Winter World_ The Ingenuity of Animal Survival - Bernd Heinrich [84]
In the field, Zapus builds aboveground summer nests of closely woven fine grass and dry leaves, with a small difficult-to-find entrance to the side. In the fall the mice leave these summer nests and burrow into the ground, where they hibernate. In captivity, mice began digging and making underground nests for hibernation during the last part of September, when temperatures dropped to 5°C. At first the mice’s periods of torpor lasted only a few hours: They awoke frequently, for a few hours and then a few days, before settling in to prolonged torpor of more than two or three days at a time. In Ithaca, New York, hibernating mice have been dug up as late as the end of April (Hamilton 1935), and Sheldon (1938a) even found them in torpor in her live traps in the last part of May. Napaeozapus also “became sleepy” in September and October, and like Zapus they then also left their aboveground nests and built new underground nests for hibernation. Like deer mice, jumping mice find new quarters in the winter. Theirs, thankfully, are not with me.
16
SUPERCOOL(ED) HOUSEGUESTS (WITH AND WITHOUT ANTIFREEZE)
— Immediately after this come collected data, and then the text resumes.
PR #2001, opened 2025-11-03
Enable hip-tests on TheRock

cjatin:
## Motivation

Enable hip-tests execution on TheRock linux and windows. 
Aligns installation path of hip-tests on linux and Windows
enables sharding of hip-tests 

## Details

Enable hip-tests execution on TheRock linux and windows. 

**This PR fixes -** 
https://github.com/ROCm/TheRock/issues/1354

**Hip-tests source that gets built/executed as part of this PR**
https://github.com/ROCm/rocm-systems/tree/develop/projects/hip-tests/catch

**Related PRs to enable build/execution of tests -**
https://github.com/ROCm/TheRock/pull/2373 - enables building of tests
https://github.com/ROCm/rocm-systems/pull/1624 - prepares rocm-systems to be built with catchlib from upstream , compiler/hip detection, packaging change
https://github.com/ROCm/rocm-systems/pull/2187 - aligns installation path for linux and windows

**few other script changes to have compatible builds on older build frameworks.**
https://github.com/AMD-ROCm-Internal/build-infra/pull/316
https://github.com/AMD-Radeon-Driver/compute-utils/pull/169
https://github.com/AMD-Radeon-Driver/compute-utils/pull/171
hip-tests executed and verified successfully

## Submission Checklist

- [x] Look over the contributing guidelines at https://github.com/ROCm/ROCm/blob/develop/CONTRIBUTING.md#pull-requests.

PR #3590, opened 2026-02-24
Enable ocltst execution on Rock

agunashe:
## Motivation
Enable ocltst execution on Rock builds on both linux and windows. 

## Technical Details
enable ocltst execution on linux and windows. 

Setup to pick the correct runtime libs
export OCL_ICD_VENDORS=/opt/rocm/etc/OpenCL/vendors/
Linux -
setting LD_LIBRARY_PATH to find the libs
Windows - 
choosing to copy the runtime/icd dlls to local folder instead of regsitry key update. 
Registry key update requires admin permissions so using copy mechanism to pick the right dlls
else the system32 dlls will be loaded, leading to incorrect dlls loaded at runtime

## Test Plan
All opencl tests executed and working

## Test Result
All opencl tests executed and working

## JIRA
AIRUNTIME-267

## Submission Checklist


build_tools/github_actions/fetch_test_configurations.py
```diff
@@ -45,6 +45,17 @@ def _get_script_path(script_name: str) -> str:
             "windows": 4,
         },
     },
+    # ocltest
+    "ocltst": {
+        "job_name": "ocltst",
+        "fetch_artifact_args": "--tests",
+        "timeout_minutes": 120,
+        "test_script": f"python {_get_script_path('test_ocltst.py')}",
+        "platform": ["linux", "windows"],
```
marbre, line 80: Do you test on Windows?

agunashe: Yes I need to test on windows as well. It needs to work test_ocltst.py handles both linux and windows

build_tools/github_actions/test_executable_scripts/test_ocltst.py
marbre, line 1: @geomin12 can you review the test script?

build_tools/github_actions/fetch_test_configurations.py
```diff
@@ -48,6 +48,17 @@ def _get_script_path(script_name: str) -> str:
...
+        "total_shards": 4,
```
geomin12: please update to this format for shards:

https://github.com/ROCm/TheRock/blob/4a9e6b47df531beab14070b5d647d9e45372e94f/build_tools/github_actions/fetch_test_configurations.py#L58-L61

rocm-systems
geomin12, line 1: i think this is for testing, but let's avoid doing bumps in PRs with other work

build_tools/github_actions/fetch_test_configurations.py
```diff
@@ -48,6 +48,17 @@ def _get_script_path(script_name: str) -> str:
             "windows": 4,
         },
     },
+    # ocltest
+    "ocltst": {
+        "job_name": "ocltst",
+        "fetch_artifact_args": "--tests",
```
geomin12: can we use `--ocltst` flag too? otherwise, this test install step will take a while and also install unnecessary artifacts

example here: https://github.com/ROCm/TheRock/commit/5f60db78b53ca25f8bd6299d31f29a8b13791ed9#diff-f827cc49787b6ff82e268d612f178774273ae8c2955e4e75364c654ee6c19301

build_tools/github_actions/test_executable_scripts/test_ocltst.py
```diff
@@ -0,0 +1,99 @@
...
+        if LD_LIBRARY_PATH is not None:
+            LD_LIBRARY_PATH = Path(LD_LIBRARY_PATH)
+        env["LD_LIBRARY_PATH"] = (
+            f"{ROCK_LIB_PATH}:{OCL_LIB}:{LLVM_LIB}:{ROCM_SYSDEPS_LIB}:{LD_LIBRARY_PATH}"
+        )
+        env["OCL_ICD_VENDORS"] = f"{OCL_ICD_VENDORS}/"
+
+
+def execute_tests(env):
+    if platform.system() == "Linux":
```
geomin12: nit: you can just add a `is_windows = platform.system() == "Windows"` at the top of file and reuse this, since i see it used many places

build_tools/github_actions/test_executable_scripts/test_ocltst.py
```diff
@@ -0,0 +1,99 @@
...
+        OCLTST_PATH = str(Path(THEROCK_BIN_DIR).parent / "share" / "opencl" / "ocltst")
+        cmd = [
+            "./ocltst",
+            "-J",
```
geomin12: can we use the full flag name? for anyone observing these tests, it makes life a lot easier to see what flags mean

build_tools/github_actions/test_executable_scripts/test_ocltst.py
```diff
@@ -0,0 +1,99 @@
...
+    # Set ROCM Path, to find rocm_agent_enum etc
+    ROCM_PATH = Path(THEROCK_BIN_DIR).resolve().parent
+    env["ROCM_PATH"] = str(ROCM_PATH)
+    if platform.system() == "Linux":
+        ROCK_LIB_PATH = Path(THEROCK_BIN_DIR).parent / "lib"
+        OCL_LIB = Path(ROCK_LIB_PATH) / "opencl"
+        LLVM_LIB = Path(ROCK_LIB_PATH) / "llvm" / "lib"
+        ROCM_SYSDEPS_LIB = Path(ROCK_LIB_PATH) / "rocm_sysdeps" / "lib"
+        OCL_ICD_VENDORS = Path(THEROCK_BIN_DIR).parent / "etc" / "OpenCL" / "vendors"
+        # logging.info(f"++ contents of ROCK_LIB_PATH={os.listdir(ROCK_LIB_PATH)}")
```
geomin12: remove if not used

build_tools/github_actions/test_executable_scripts/test_ocltst.py
```diff
@@ -0,0 +1,99 @@
...
+        LD_LIBRARY_PATH = os.getenv("LD_LIBRARY_PATH")
+        if LD_LIBRARY_PATH is not None:
+            LD_LIBRARY_PATH = Path(LD_LIBRARY_PATH)
+        env["LD_LIBRARY_PATH"] = (
+            f"{ROCK_LIB_PATH}:{OCL_LIB}:{LLVM_LIB}:{ROCM_SYSDEPS_LIB}:{LD_LIBRARY_PATH}"
+        )
+        env["OCL_ICD_VENDORS"] = f"{OCL_ICD_VENDORS}/"
+
+
+def execute_tests(env):
```
geomin12, line 71: do these tests have a `smoke` test filter? something like this: https://github.com/ROCm/TheRock/blob/main/docs/development/test_filtering.md

build_tools/github_actions/fetch_test_configurations.py
```diff
@@ -48,6 +48,17 @@ def _get_script_path(script_name: str) -> str:
...
+        "timeout_minutes": 120,
```
geomin12: from this, it looks like tests takes a total of 8 hours.... that's a pretty insane amount of time, especially for a developer waiting on PR checks.

are there any filters we can use? we are getting teams to start using this format: https://github.com/ROCm/TheRock/blob/main/docs/development/test_filtering.md so we get fast turn around times with the machines we have

build_tools/github_actions/test_executable_scripts/test_ocltst.py
agunashe: removed from the script

build_tools/github_actions/fetch_test_configurations.py
agunashe: added the shard_dict to the script

build_tools/github_actions/test_executable_scripts/test_ocltst.py
agunashe: done added the windows check at the top of the file

build_tools/github_actions/fetch_test_configurations.py
agunashe: done added the --ocltst flag along with --tests

agunashe: adding --ocltst causes failure -
https://github.com/ROCm/TheRock/actions/runs/23072096718/job/67058673308?pr=3590

removing the --ocltst option

build_tools/github_actions/test_executable_scripts/test_ocltst.py
agunashe: removing this flag, as its not required to execute the tests

build_tools/github_actions/fetch_test_configurations.py
agunashe: reduced it to 20 mins. that should be enough to verify

build_tools/github_actions/test_executable_scripts/test_ocltst.py
agunashe: as of now, there is no smoke tests for this test.
this is already a shortened test. Maybe we can look at adding smoke tests in the future, needs more work identifying and trimming the tests

build_tools/github_actions/fetch_test_configurations.py
agunashe: actually needed 30 mins of timeout

build_tools/github_actions/test_executable_scripts/test_ocltst.py
```diff
@@ -0,0 +1,96 @@
...
+        )
+        env["OCL_ICD_VENDORS"] = f"{OCL_ICD_VENDORS}/"
+    else:
+
+        OCLTST_PATH = Path(THEROCK_DIR) / "tests" / "ocltst"
+        copy_dlls_exe_path(OCLTST_PATH)
+        OCL_DLL_FILE = Path(OCLTST_PATH) / "amdocl64.dll"
+        OCL_ICD_DLL = Path(THEROCK_BIN_DIR) / "OpenCL.dll"
+        env["OCL_ICD_FILENAMES"] = str(OCL_DLL_FILE)
+    return OCLTST_PATH
```
ScottTodd, line 68: I believe we can (and should) remove nearly all of this setup code from this test script if we fix https://github.com/ROCm/rocm-systems/blob/be8076461de7f44e21a0f273d94f5872c89c1e17/projects/clr/opencl/tests/ocltst/CMakeLists.txt#L7-L11 to install ocltst into a standard install location like `bin/` instead of a new location like `tests/`.

See for example what hipblaslt does:
* https://github.com/ROCm/rocm-libraries/blob/670f8557bbf5062bedaea552827733f245fdbccc/projects/hipblaslt/CMakeLists.txt#L504-L518
* https://github.com/ROCm/rocm-cmake/blob/develop/share/rocmcmakebuildtools/cmake/ROCMInstallTargets.cmake

Or a more recent / simpler case like dnn-providers/hipblaslt-provider: https://github.com/ROCm/rocm-libraries/blob/94453c6cb85db167e96e3f463a12d808734674b5/dnn-providers/hipblaslt-provider/cmake/Tests.cmake#L180-L192

The guiding principles are this:
* Tests should be runnable from a build directory (e.g. via `ctest`)
* Component development should use the same testing workflow as CI systems
* Scripts for CI like these in `build_tools/github_actions/test_executable_scripts/` should be thin wrappers around test runners / executables that possibly add filtering and sharding options applicable to CI. They should NOT be structurally modifying the artifact directory in any way. We granted a narrow exception for that to hip-tests in https://github.com/ROCm/TheRock/pull/2001 but if this is becoming a pattern we need to fix it and not dig the whole deeper

See more detailed analysis of the issue and recommendations to fixing it here: https://github.com/ScottTodd/claude-rocm-workspace/blob/main/reviews/pr_TheRock_3590.md#1-install-to-bin-to-eliminate-dll-copy-and-ld_library_path-workarounds

I ran local experiments with the artifacts produced by this PR here: https://github.com/ScottTodd/claude-rocm-workspace/blob/main/reviews/pr_TheRock_3590.md#local-experiment-install-to-bin-validation
* Moving files to `bin/`, tests passed if I ran _without_ setting `OCL_ICD_FILENAMES` (so using my system OpenCL ICD version 3652.0)
* Moving files to `bin/`, tests failed _with_ `OCL_ICD_FILENAMES` (using OpenCL ICD version 3628.0...?) I'm not sure why, given that tests passed on CI

agunashe: Thanks for your comment.  I agree we should not have different installation paths for Linux vs windows.
However, changing the installation paths in clr could impact compute build. 
So changes will be required in rocm-systems, compute could take a couple of weeks to get this merged again. 
this coverage is important piece to validate Opencl and move away from legacy build systems. 
Also earlier the linux paths were a requirement from packaging team to install the artifacts in a certain folder path. 
We need similar requirements now with Rock which covers both linux and windows
I want to come back and clean up the paths/artifacts through a ticket/issue instead of blocking this PR.
Delaying this further risks test coverage gap in 7.13 too.

Looking at your experiments-
exp 1 - invalid, uses system32 opencl and comgr dlls for loading. Registry key takes precedence. Which is incorrect, need the dlls from the rock build to be loaded
exp 2 - partially valid, setting OCL_ICD_FILENAMES=$(pwd)/amdocl64.dll picks one dll from local folder but does not find all the dlls. So it fails
exp 3 - invalid again. same as exp1. use dlls from system32 instead of local build

To pick the right dlls to be loaded at runtime . Use Listdlls app to see the dlls loaded at runtime.
opt1 - We need to update registry key to point the amdocl64 
or 
opt2 - copy the required dlls to local folder of exe.  

opt1 did not work, because we do not have any facility in Rock to update the registry key. Updating registry key requires admin permissions so could not set it through the test_ocltst.py.  
choosing opt2 - With the interest of time, chose 2. this way local folder always gets precedence over system32 dlls

agunashe:
> Detailed review notes: https://github.com/ScottTodd/claude-rocm-workspace/blob/main/reviews/pr_TheRock_3590.md (this was generated via some back and forth review of the PR, looking at logs, etc.). I expect this level of analysis from PR authors too, so a PR description of just "Technical Details: enable ocltst execution on linux and windows" is insufficient.
> 
> I've added one inline comment for the major architectural issue. I'll wait to comment on the smaller details until that is resolved.

Added more information to the technical details.

build_tools/github_actions/test_executable_scripts/test_ocltst.py
ScottTodd: > However, changing the installation paths in clr could impact compute build.

Impacts on internal builds are not generally a blocking concern for open source code, builds, or releases. The costs for living downstream are paid by downstream projects, not upstream.

I see the points about timelines, but so far I'm seeing more tech debt being accumulated than paid down (I tried to run hip-tests the other day and was completely unable to do so, facing similar issues as on here... these "scripts that only work on CI" need to be fixed)

> Also earlier the linux paths were a requirement from packaging team to install the artifacts in a certain folder path.
> We need similar requirements now with Rock which covers both linux and window

As far as I can tell, only rocgdb (also added recently) writes to a top level `tests/` folder. All other ROCm subprojects use other paths. So this is already in "needs a requirement from packaging" territory. Using the already established layout seems like it would be the path of least resistance here to me, especially given that the `tests/` path does not work (we're not going to ask users who download our packages to copy DLLs to run tests... they should be able to run the tests as easily as developers working on the projects and CI/CD systems can).

> exp 2 - partially valid, setting OCL_ICD_FILENAMES=$(pwd)/amdocl64.dll picks one dll from local folder but does not find all the dlls. So it fails

Which am I missing? I have everything that this PR tries to copy and I don't see any missing DLLs when I run the various exes and dlls through https://github.com/lucasg/dependencies
```
λ ls D:\scratch\claude\artifacts\3590-win\bin
AMD.ROCM.Comgr.MANIFEST  clinfo.exe*   hipcc.exe*      oclperf.dll*     oclruntime.exclude
amd_comgr0702.dll*       cltrace.dll*  hipconfig.bat   oclperf.exclude  ocltst.exe*
amdocl64.dll*
```

agunashe: actually looking at your exp setup 
exp 1 - since you copy the test items to bin. runtime dlls picked are valid but system32 Opencl.dll is loaded 
exp 2 - assuming items are copied from bin to test . setting OCL_ICD_FILENAMES forces to pick local OpenCL.dll. not sure what is causing this failure. Cant repro it locally.
exp 3 - running from tests folder without copying dlls to local folder picks the system32 dlls. So this is invalid.

agunashe: > 
> Impacts on internal builds are not generally a blocking concern for open source code, builds, or releases. The costs for living downstream are paid by downstream projects, not upstream.

I agree with this if its a simple bug fix, upstream gets priority.  But currently we are still holding the legacy/downstream systems because of the test coverage gap in Rock.  Once we have enabled the tests on Rock, we can look at fixing the issues, atleast then we have a gate check that verifies our change. Right now the opencl changes are not tested in Rock, this causes issues to be caught later in the QA cycle.

> I see the points about timelines, but so far I'm seeing more tech debt being accumulated than paid down (I tried to run hip-tests the other day and was completely unable to do so, facing similar issues as on here... these "scripts that only work on CI" need to be fixed)

Please file an issue assign to our team, we will work on it soon. It should work outside CI as well.

> As far as I can tell, only rocgdb (also added recently) writes to a top level `tests/` folder. All other ROCm subprojects use other paths. So this is already in "needs a requirement from packaging" territory. Using the already established layout seems like it would be the path of least resistance here to me, especially given that the `tests/` path does not work (we're not going to ask users who download our packages to copy DLLs to run tests... they should be able to run the tests as easily as developers working on the projects and CI/CD systems can).

ocltst is a test binary. I am not sure if its right thing to copy this to bin folder.  sorry need a proper requirement and design.

also exp2 should work, I am not able to repro it locally.

build_tools/github_actions/test_executable_scripts/test_ocltst.py
```diff
@@ -0,0 +1,96 @@
...
+
+
+def execute_tests(env):
+    OCLTST_PATH = setup_env(env)
+    if not is_windows:
+        cmd = [
+            "./ocltst",
+            "-m",
```
geomin12: can we add full flag names? it is unclear to me what `-m` is

build_tools/github_actions/test_executable_scripts/test_ocltst.py
```diff
@@ -0,0 +1,96 @@
...
+            "liboclruntime.so",
+            "-A",
```
geomin12: same here for full flag name

build_tools/github_actions/test_executable_scripts/test_ocltst.py
```diff
@@ -0,0 +1,96 @@
...
+            "oclruntime.exclude",
+        ]
+        shell_var = False
+        logging.info(f"++ Setting LD_LIBRARY_PATH={env['LD_LIBRARY_PATH']}")
+        logging.info(f"++ Setting OCL_ICD_VENDORS={env['OCL_ICD_VENDORS']}")
+    else:
+        cmd = [
+            "ocltst.exe",
+            "-m",
```
geomin12: full flag name pls

build_tools/github_actions/test_executable_scripts/test_ocltst.py
```diff
@@ -0,0 +1,96 @@
...
+            "oclruntime.dll",
+            "-A",
+            "oclruntime.exclude",
```
geomin12: any options for parallelization? can we add a comment on what ./ocltst does? it seems to be a custom script so it's unclear to us what is under the hood. is it ctest/gtest/pytest?

build_tools/github_actions/test_executable_scripts/test_ocltst.py
```diff
@@ -0,0 +1,96 @@
...
+        copy_dlls_exe_path(OCLTST_PATH)
+        OCL_DLL_FILE = Path(OCLTST_PATH) / "amdocl64.dll"
+        OCL_ICD_DLL = Path(THEROCK_BIN_DIR) / "OpenCL.dll"
+        env["OCL_ICD_FILENAMES"] = str(OCL_DLL_FILE)
+    return OCLTST_PATH
+
+
+def execute_tests(env):
+    OCLTST_PATH = setup_env(env)
+    if not is_windows:
```
geomin12: since both executables are almost identical, can we just do:
```
extension = "" if not is_windows else ".exe"
f"./ocltst{extension}"
```
?

then, this will be less dup code

build_tools/github_actions/test_executable_scripts/test_ocltst.py
geomin12, line 1: 30 mins is long. any options for parallelization? having a GPU machine run 30 mins for quick/sanity checks is really long and costly

build_tools/github_actions/fetch_test_configurations.py
geomin12: okay let's fix it and add it back, we don't need to install everything (costs storage / time / memory to install unneeded artifacts)

build_tools/github_actions/test_executable_scripts/test_ocltst.py
agunashe: There is no full flag name just the short names exist. added a comment next to it

build_tools/github_actions/test_executable_scripts/test_ocltst.py
agunashe: There is no full flag name just the short names exist. added a comment next to it

build_tools/github_actions/test_executable_scripts/test_ocltst.py
agunashe: There is no full flag name just the short names exist. added a comment next to it

build_tools/github_actions/test_executable_scripts/test_ocltst.py
agunashe: its a custom test with c/c++ calls no test framework used.  Added 16 threads , think they run parallely. Need to check

build_tools/github_actions/test_executable_scripts/test_ocltst.py
agunashe: added common cmd.

build_tools/github_actions/test_executable_scripts/test_ocltst.py
agunashe: i have added 16 threads for execution.  Lets see if the execution time comes down

build_tools/github_actions/fetch_test_configurations.py
agunashe: okay lets see adding it back. didnt realize had to specify in other files too

agunashe:
> I believe we are adding tests for new components as part of this PR? Before we do that, do we have a report on the below:
> 
> 1. are are introducing any flaky tests / timeouts on tests as part of this that will impact our ci production pipelines/nightlies ?
> 2. how much resources these new tests need to successfully execute all steps ?
> 3. are we adding any extra time as part of this ? if yes, how much ?

This is a coverage gap in the Rock. We are porting it from existing build framework. this test has been from years, mostly stable. From the tests we observed around 30 mins to complete the tests. I have added parallel threads for execution. Hopefully it should take less time

build_tools/github_actions/fetch_test_configurations.py
agunashe: added --ocltst and seems to be working now. Please review

build_tools/github_actions/test_executable_scripts/test_ocltst.py
agunashe: Added comments to the flag options

build_tools/github_actions/test_executable_scripts/test_ocltst.py
agunashe: Added comments to the flag options

build_tools/github_actions/test_executable_scripts/test_ocltst.py
agunashe: Added comments to the flag options

build_tools/github_actions/test_executable_scripts/test_ocltst.py
agunashe: seems to have reduced the execution time to around 17 mins.

build_tools/github_actions/fetch_test_configurations.py
agunashe: tested on both linux and windows.

rocm-systems
agunashe: this had to be done to verify the Rock PR since it depends on rocm-systems PRs.

build_tools/github_actions/test_executable_scripts/test_ocltst.py
geomin12: okay, 16 mins is better, but let's open an ocl test ticket to introduce filtering

geomin12: 16 mins is okay now, but let's introduce an internal ticket for ocl test filtering

build_tools/github_actions/test_executable_scripts/test_ocltst.py
geomin12: yes let's open tix for filtering, as we probably want to do expanded testing later

build_tools/github_actions/test_executable_scripts/test_ocltst.py
```diff
@@ -0,0 +1,90 @@
...
+THEROCK_BIN_DIR = Path(THEROCK_BIN_DIR_STR).resolve()
+THEROCK_DIR = Path(THEROCK_BIN_DIR).parent
+env = os.environ.copy()
+is_windows = platform.system() == "Windows"
+
+
+# copies the dlls to local ocltst path.
+# to overwrite the registry entries
+def copy_dlls_exe_path(ocltst_path):
+    if platform.system() == "Windows":
```
geomin12, line 26: nit: use `is_windows`

build_tools/github_actions/test_executable_scripts/test_ocltst.py
```diff
@@ -0,0 +1,90 @@
...
+        OCL_DLL_FILE = Path(OCLTST_PATH) / "amdocl64.dll"
+        OCL_ICD_DLL = Path(THEROCK_BIN_DIR) / "OpenCL.dll"
+        env["OCL_ICD_FILENAMES"] = str(OCL_DLL_FILE)
+        logging.info(f"++ Setting OCL_ICD_FILENAMES={env['OCL_ICD_FILENAMES']}")
+    return OCLTST_PATH
+
+
+def execute_tests(env):
+    OCLTST_PATH = setup_env(env)
+    OCLTST = Path(OCLTST_PATH) / "ocltst"
```
geomin12, line 73: doesn't ocltst need to be `ocltst.exe` for windows?

build_tools/github_actions/test_executable_scripts/test_ocltst.py
agunashe: https://github.com/ROCm/TheRock/issues/4192 - added to this issue

build_tools/github_actions/test_executable_scripts/test_ocltst.py
agunashe: https://github.com/ROCm/TheRock/issues/4192 - can create a internal ticket for this as well

build_tools/github_actions/test_executable_scripts/test_ocltst.py
agunashe: no it finds the executable with just the name. you can check the execution of ocltst in the windows build

build_tools/github_actions/test_executable_scripts/test_ocltst.py
agunashe: would prefer to fix it in the clean up. We need this PR merged ASAP for ocl coverage.

build_tools/github_actions/test_executable_scripts/test_ocltst.py
geomin12: can we add that GH issue to the code here, so we don't forget

agunashe:
> > I believe we are adding tests for new components as part of this PR? Before we do that, do we have a report on the below:
> > 
> > 1. are are introducing any flaky tests / timeouts on tests as part of this that will impact our ci production pipelines/nightlies ?
> > 2. how much resources these new tests need to successfully execute all steps ?
> > 3. are we adding any extra time as part of this ? if yes, how much ?
> 
> This is a coverage gap in the Rock. We are porting it from existing build framework. this test has been from years, mostly stable. From the tests we observed around 30 mins to complete the tests. I have added parallel threads for execution. Hopefully it should take less time

@amd-shiraz - if you are satisfied with this PR and the explanation. Can you please review/approve this so we can merge and close the gap please.

build_tools/github_actions/test_executable_scripts/test_ocltst.py
ScottTodd: It's a 1 line change, in the code this PR is directly introducing, immediately prior in the code. Fix it please.

@geomin12 @amd-shiraz please don't approve PRs that so obviously are ignoring reviewer feedback.

build_tools/github_actions/test_executable_scripts/test_ocltst.py
```diff
@@ -0,0 +1,90 @@
...
+                shutil.copy(dll, ocltst_path)
+                logging.info(f"++ Copied: {dll} to {ocltst_path}")
+            except Exception as e:
+                logging.info(f"++ Error copying {dll}: {e}")
+
+
+# returns ocltst path
+def setup_env(env):
+    ROCM_PATH = Path(THEROCK_DIR)
+    env["ROCM_PATH"] = str(ROCM_PATH)
```
ScottTodd, line 43: This intermediate `ROCM_PATH` variable is doing nothing. `THEROCK_DIR` is already of type `Path`

build_tools/github_actions/test_executable_scripts/test_ocltst.py
```diff
@@ -0,0 +1,90 @@
...
+    if not is_windows:
+        ROCK_LIB_PATH = Path(THEROCK_DIR) / "lib"
+        OCL_LIB = Path(ROCK_LIB_PATH) / "opencl"
+        LLVM_LIB = Path(ROCK_LIB_PATH) / "llvm" / "lib"
+        ROCM_SYSDEPS_LIB = Path(ROCK_LIB_PATH) / "rocm_sysdeps" / "lib"
+        OCL_ICD_VENDORS = Path(THEROCK_DIR) / "etc" / "OpenCL" / "vendors"
+        OCLTST_PATH = Path(THEROCK_DIR) / "share" / "opencl" / "ocltst"
```
ScottTodd, line 50: These variables are all already of type `Path`, no need to wrap in `Path()`

build_tools/install_rocm_from_artifacts.py
```diff
@@ -443,6 +445,10 @@ def retrieve_artifacts_by_run_id(args):
             # rocrtst depends on sysdeps-hwloc (which depends on sysdeps-libpciaccess)
             extra_artifacts.append("sysdeps-hwloc")
             extra_artifacts.append("sysdeps-libpciaccess")
+        if args.ocltst:
+            # ocltst binaries ship in the core-ocl test artifact (base already includes _lib/_dev).
+            if args.tests:
+                argv.append("core-ocl_test")
```
ScottTodd, line 451: This doesn't quite follow existing patterns here.

There is already a code block below that handles `_test` artifacts:

```python
        # Fetch _lib (always) and _test (when --tests) for each artifact.
        # Some projects have self-contained _test archives (just test
        # binaries), while others may also need executables or data from
        # _run. Add those explicitly above via argv.append("<name>_run").
        extra_artifact_patterns = [f"{a}_lib" for a in extra_artifacts]
        if args.tests:
            extra_artifact_patterns.extend([f"{a}_test" for a in extra_artifacts])
```

This can probably just do:

```suggestion
        if args.ocltst:
            # ocltst binaries ship in the core-ocl test artifact (base already includes _lib/_dev).
            extra_artifacts.append("core-ocl")
```

build_tools/github_actions/test_executable_scripts/test_ocltst.py
ScottTodd: We can provide another LIMITED, TEMPORARY exception for these sorts of DLL copying workarounds in tests as part of adding ocltst coverage to TheRock but this needs to be fixed urgently as it impacts core developer workflows and shipping package structures.

We're still recovering from issues where framework (JAX) automated tests, QA processes, and packages were completely misaligned to the point where we were silently falling back to testing on CPU on CI, QA had their own undocumented test procedures, and the end result were user-facing packages that were fundamentally broken.

This has all the same smells to it. We ship these test files as part of releases. Users/developers/etc. can and will try to run the test files in those release archives. They will not work as-is. Users/developers/etc. will not think to find a script like this or copy DLLs / set environment variables themselves.

Tracking follow-ups in https://github.com/ROCm/TheRock/issues/4192.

The miceapparently get inside through tiny holes and by chewing and pulling out the oakum fiber plugs between logs. In this they may be aided by the stronger red and flying squirrels, which also pull out the oakum for use in their nests. Whether independently or working together the mammals ultimately provide the main means of entrance for a crowd of insects.
The crowd is always snug inside our Maine cabin, come winter. It consists mostly of cluster flies. According to Harold Oldroyd, who wrote the fly bible, the 1964 Natural History of Flies, there are several species of these robust members of the genus Pollenia. Most of them are several times the size of the more familiar housefly. Pollenia are calliphorid, or “flesh” flies. The larvae of North American native species eat the flesh of dead animals, but the most common flies in the cabin, Pollenia rudis, were introduced from Europe and their larvae parasitize earthworms; they eat them alive from the inside out. Big and bristly, these flies are not handsome, like the shiny metallic green-and-blue native Pollenia, which never enter the cabin. Already in the fall the Pollenia rudis perch in crowds on the logs outside the cabin and sun themselves. When it starts to cool, they slip through the cracks. By November most have made their way inside, but at that time they remain unobtrusive unless I build a roaring fire in the woodstove. Then within minutes they come poking out of the cracks and crevices, and if it is still daylight hundreds or thousands gather in buzzing masses at each of the eight windows making a collective hiss. They apparently perceive the warmth as the return of spring and take it as their signal to try to leave by flying directly to the light at the windows. If given a chance to exit, at least they do not try to stay on, unlike some other previously mentioned guests. Even on the coldest days they rush out instantly when I open the windows wide but they can fly only a short distance before the cold grips them and they plummet immobile to the snow. I’ve captured hundreds of the flies at my windows, painted them with dabs of red paint, and then released them outside to see if they return. When I used my Dustbuster a few days later to vacuum them up by the cupfuls at the windows, I got mostly new ones but there were some returnees.
I’ve become curious about their overwintering adaptations because I haven’t found any of them in the wild. Temperatures can dip to -30°C outside (and the cabin is unheated for most of the winter).